> _DATA SUPPLIED_
※ ※ ※

PR #10175, opened 2023-10-14
Update `Ranking criteria` with FA tag usage and AI content crediting

MChecaH:
This Pull request aims to clarify two previously discussed RC tweaks:
- **`Featured Artist` tag exclusivity:** The Featured Artist clarification has been [discussed by the community in a forum post](https://osu.ppy.sh/community/forums/topics/1801856?n=1) and internally. Both groups agreed on making the tag exclusive to Featured tracks only moving forwards.
- **AI Generated Background crediting:** Based on community discussion, we've decided internally to add a clarification on how AI Generated backgrounds should be credited. This doesn't aim to change the game's stance on AI generated content, but rather clarify how generated Backgrounds should be credited by users moving on.

## Self-check
- [x] The wording has been checked, ensuring it remains unambiguous.

### DIFF
--- a/wiki/Ranking_criteria/en.md
+++ b/wiki/Ranking_criteria/en.md
@@ -93,7 +93,7 @@ Important to understand before using:
   - `osu!` itself should never be used in the source field except in cases where the track was specifically created for osu! (also known as an [osu! original](/wiki/osu!_originals)), such as commissioned tournament tiebreaker tracks.
 - **Metadata that exceeds the field's limits (81 characters) must be shortened.** Start by dropping additional markers and if this still is not sufficient, indicate that the title has been shortened using `...` in a sensible place.
 - **If the artist or title fields were shortened to fit in field limits, the omitted information must be added to the tags.**
-- **The `featured artist` tag must only be added to tracks listed in the [Featured Artist catalogue](https://osu.ppy.sh/beatmaps/artists).** The tag is used to describe whether a track is licensed by osu!.
+- **The `featured artist` tag must be used for tracks listed in the [Featured Artist catalogue](https://osu.ppy.sh/beatmaps/artists) and for such tracks only.** The tag is used to describe whether a track is licensed by osu!.
 - **Tags must be related to the beatmap and not misleading for search results.** Tags describing the beatmap's style, song, storyboard, video, or background content are considered to be related to the beatmap.
 - **Song [genre and language](/wiki/Beatmap/Genre_and_language) must be added to the tags of a beatmap.** This is to enable users to search using these terms in-game like they do on the website. For instrumental tracks, "instrumental" is considered the language tag. Exceptions would be when language and/or genre are not clear, or multiple apply. In case of the latter, one fitting tag for each may be applied.
 
--- a/wiki/Ranking_criteria/en.md
+++ b/wiki/Ranking_criteria/en.md
@@ -42,7 +42,7 @@ Important to understand before using:
 ### Guidelines
 
 - **Creators of the media used in a beatmap should be credited in the beatmap's description.** Per the [Content Usage Guidelines](/wiki/Rules/Content_usage_guidelines), media used in beatmaps should be permitted for use in osu!, and their licensing will likely detail how to credit their creators. Common reasons to omit credits from the description include exceeding difficulty in sourcing, creators' wishes to remain uncredited, and presence of credits in the artist, title, or source fields.
-  - Beatmaps using AI-generated backgrounds should instead credit them as such in the description.
+  - AI-generated media in beatmaps should explicitly be attributed as being AI-generated, not illustrated or otherwise. This is to prevent misrepresentation of the creation process involved.
 - **Directly re-using your own Ranked difficulties in other Ranked beatmaps is discouraged.** This is to avoid unnecessary bloating of Ranked content.
 - **[Slider tick rate](/wiki/Beatmapping/Slider_tick_rate) should not be modified through the `.osu` file.** Most custom values result in unsnapped slider ticks, however tick rates 0.5, 1.333, and 1.5 have practical use and can be applied only when they do not cause slider ticks to be unsnapped.
 - **[Kiai](/wiki/Gameplay/Kiai_time) should start on a sound in the music.** Doing so otherwise causes the kiai flash to feel unrelated to the song.
--- a/wiki/Ranking_criteria/en.md
+++ b/wiki/Ranking_criteria/en.md
@@ -42,7 +42,7 @@ Important to understand before using:
 ### Guidelines
 
 - **Creators of the media used in a beatmap should be credited in the beatmap's description.** Per the [Content Usage Guidelines](/wiki/Rules/Content_usage_guidelines), media used in beatmaps should be permitted for use in osu!, and their licensing will likely detail how to credit their creators. Common reasons to omit credits from the description include exceeding difficulty in sourcing, creators' wishes to remain uncredited, and presence of credits in the artist, title, or source fields.
-  - Beatmaps using AI generated backgrounds should instead credit it as such in the description.
+  - Beatmaps using AI-generated backgrounds should instead credit them as such in the description.
 - **Directly re-using your own Ranked difficulties in other Ranked beatmaps is discouraged.** This is to avoid unnecessary bloating of Ranked content.
 - **[Slider tick rate](/wiki/Beatmapping/Slider_tick_rate) should not be modified through the `.osu` file.** Most custom values result in unsnapped slider ticks, however tick rates 0.5, 1.333, and 1.5 have practical use and can be applied only when they do not cause slider ticks to be unsnapped.
 - **[Kiai](/wiki/Gameplay/Kiai_time) should start on a sound in the music.** Doing so otherwise causes the kiai flash to feel unrelated to the song.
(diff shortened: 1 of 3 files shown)


wiki/Ranking_criteria/en.md
```diff
@@ -42,6 +42,7 @@ Important to understand before using:
 ### Guidelines
 
 - **Creators of the media used in a beatmap should be credited in the beatmap's description.** Per the [Content Usage Guidelines](/wiki/Rules/Content_usage_guidelines), media used in beatmaps should be permitted for use in osu!, and their licensing will likely detail how to credit their creators. Common reasons to omit credits from the description include exceeding difficulty in sourcing, creators' wishes to remain uncredited, and presence of credits in the artist, title, or source fields.
+  - Beatmaps using AI generated backgrounds should instead credit it as such in the description.
```
Walavouchey, line 45:
```suggestion
  - Beatmaps using AI-generated backgrounds should instead credit them as such in the description.
```

Walavouchey (changes requested):

wiki/Ranking_criteria/en.md
Walavouchey, line 45: would it make sense to put "media" here instead of "backgrounds"?

MChecaH: Back in the meeting we wanted to narrow the scope to backgrounds for now. Using "media" would potentially include music as well, and we discussed that songs/maps/etc... weren't mature enough to consider as of now.

MChecaH: Updated.

wiki/Ranking_criteria/en.md
```diff
@@ -92,7 +93,7 @@ Important to understand before using:
   - `osu!` itself should never be used in the source field except in cases where the track was specifically created for osu! (also known as an [osu! original](/wiki/osu!_originals)), such as commissioned tournament tiebreaker tracks.
 - **Metadata that exceeds the field's limits (81 characters) must be shortened.** Start by dropping additional markers and if this still is not sufficient, indicate that the title has been shortened using `...` in a sensible place.
 - **If the artist or title fields were shortened to fit in field limits, the omitted information must be added to the tags.**
-- **If the song mapped is a licensed one in the [Featured Artist](/wiki/People/Featured_Artists) library, `featured artist` must be added to tags.**
+- **The `featured artist` tag must only be added to tracks listed in the [Featured Artist catalogue](https://osu.ppy.sh/beatmaps/artists).** The tag is used to describe whether a track is licensed by osu!.
```
cl8n, line 96: the wording here no longer requires adding the featured artist tag. it needs to say more to the effect of "the tag is required if [...] and allowed only if [...]" (but theres probably a better way to word that)

MChecaH: If that is an issue, it could be worded similar to what was originally proposed like:
```
The `featured artist` tag must be added only if the tracks used are listed in the [Featured Artist catalogue](https://osu.ppy.sh/beatmaps/artists).** The tag is used to describe whether a track is licensed by osu!.
```

Moving the `only` ahead will make it clear that adding the tag is still a must, but only if that condition is met.

Will need to consult this with Wala however as they were the one to propose such wording.

wiki/Ranking_criteria/en.md
peppy: I don't get the differentiation. Please use "media" as it should t matter what the content is.

wiki/Ranking_criteria/en.md
```diff
@@ -42,6 +42,7 @@ Important to understand before using:
 ### Guidelines
 
 - **Creators of the media used in a beatmap should be credited in the beatmap's description.** Per the [Content Usage Guidelines](/wiki/Rules/Content_usage_guidelines), media used in beatmaps should be permitted for use in osu!, and their licensing will likely detail how to credit their creators. Common reasons to omit credits from the description include exceeding difficulty in sourcing, creators' wishes to remain uncredited, and presence of credits in the artist, title, or source fields.
+  - Beatmaps using AI-generated backgrounds should instead credit them as such in the description.
```
peppy, line 45: This is super unclear to the point of WTF.

The credit should go in the description instead of somewhere else? Bad sentence IMO.

But ignoring that, it is ambiguous in its aim. Need more context to even make a call on whether I even agree with this being added.

peppy (changes requested):
Blocking

wiki/Ranking_criteria/en.md
MChecaH: This was discussed in the meeting held on the 7th of October. It was catalyzed by a [recent discussion regarding how AI backgrounds should be credited](https://osu.ppy.sh/beatmapsets/2066427/discussion/-/generalAll#/3966141).

Currently, the aim of this change is to explicitly mention how AI Backgrounds should be credited moving on, and the importance of the term "generated" being used when doing so.

Other things such as website tags were discussed during the meeting, but extra efforts would require the game to take a stance for AI content, so for now we're only trying to change the way these are credited as otherwise there is no clause that makes mentions of this.

Please let me know if you need to look at the meeting notes where this was discussed and ping you accordingly!

wiki/Ranking_criteria/en.md
MChecaH: It can be done, but this may cause some confusion that was previously discussed. Do AI vocals on, for example, AI covers count? In practice, we would only be making sure the backgrounds and/or videos which is what we currently can work with.

Changing it to "media" would need further discussion, as this was not what was originally proposed. I'll gather some more opinions on it.

wiki/Ranking_criteria/en.md
Walavouchey: woops, didn't see this

```suggestion
- **The `featured artist` tag must be used for tracks listed in the [Featured Artist catalogue](https://osu.ppy.sh/beatmaps/artists) and for such tracks only.** The tag is used to describe whether a track is licensed by osu!.
```

MChecaH: Reads better on my end. Will wait for Clayton's OK before committing.

wiki/Ranking_criteria/en.md
peppy, line 45: If we're looking to make this as clear as day, I'd suggest something like this:

```suggestion
  - Beatmaps with AI-generated backgrounds should explicitly mention this in the description. This is to avoid any controversy from creators incorrectly claiming creative input (ie. claiming to have "illustrated" the background themselves).
```

peppy (changes requested):

wiki/Ranking_criteria/en.md
MChecaH: I'm keen on making the intent behind the clarification clearer.

Two things I'd change would be `controversy` to something less informal or "direct" as the purpose of crediting these works is also to be informative. Second thing would be changing `ie.` for `e.g.` which seems to be used in the RC when providing examples.

```suggestion
  - Beatmaps with AI-generated backgrounds should explicitly mention this in the description. This is to avoid creators from incorrectly claiming creative input (e.g. claiming to have "illustrated" the background themselves).
```

peppy: Fair points. I also thing it should be generalised to all imagery, not just backgrounds. How does this phrasing feel?

```suggestion
  - Beatmaps with AI-generated imagery should explicitly attribute it as being AI-generated, not "illustrated" or otherwise. This helps avoid any ambiguity over the creative input / process.
```

MChecaH: When it comes to phrasing I'd probably not be the best person to ask haha.

Using "imagery" may blur the line a little, as we aren't referring to the files themselves but the contents of backgrounds/videos. Say for example, a background with AI assets or tweaks would potentially fall there, even if it wasn't fully generated by a model. Is this something we want to account for? 

Otherwise, we could use "media" or a similar variation of that as you pointed out before to refer to files in their entirety.

Will need more eyes on `This helps avoid any ambiguity over the creative input / process.` as I cannot judge how well it fits wording wise. But the idea feels good.

peppy: Imagery was intended to include storyboard etc.

MChecaH: Hmm alright yeah fair. Not opposed to it if this is meant to encompass those kinds of assets.

Walavouchey: the wording doesn't need to be opinionated or embellished beyond the main point of marking ai content as ai content. i don't get why a point about "creative input" needs to be made in the same breath

```suggestion
  - AI-generated media in beatmaps should explicitly be attributed as being AI-generated.
```

both the original beatmap thread and internal nat thread also seem to partly revolve around not wanting people to say ai images are "illustrated", although if they're credited as "ai-generated" anyway then is such a remark really necessary?

peppy: It provides reasoning. Something which is sorely missing from the guidelines at the moment.

Walavouchey: well maybe something like this then

```suggestion
  - AI-generated media in beatmaps should explicitly be attributed as being AI-generated, not illustrated or otherwise. This is to prevent misrepresentation of the creation process involved.
```

basically the last suggestion here but more direct

peppy: Sure, I can agree on that one.

MChecaH: Looks good!

wiki/Ranking_criteria/en.md
MChecaH: Resolved with the most recent update.

wiki/Ranking_criteria/en.md
MChecaH: Resolved with the most recent update.

wiki/Ranking_criteria/en.md
cl8n: yeah wala's suggestion is good

cl8n (approved):

peppy (approved):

※ ※ ※

> _THE TASK_
Take each line of the material above that holds the string "users" and copy it.

> _RESPONSE FOR THIS EXERCISE_
- **AI Generated Background crediting:** Based on community discussion, we've decided internally to add a clarification on how AI Generated backgrounds should be credited. This doesn't aim to change the game's stance on AI generated content, but rather clarify how generated Backgrounds should be credited by users moving on.
 - **Song [genre and language](/wiki/Beatmap/Genre_and_language) must be added to the tags of a beatmap.** This is to enable users to search using these terms in-game like they do on the website. For instrumental tracks, "instrumental" is considered the language tag. Exceptions would be when language and/or genre are not clear, or multiple apply. In case of the latter, one fitting tag for each may be applied.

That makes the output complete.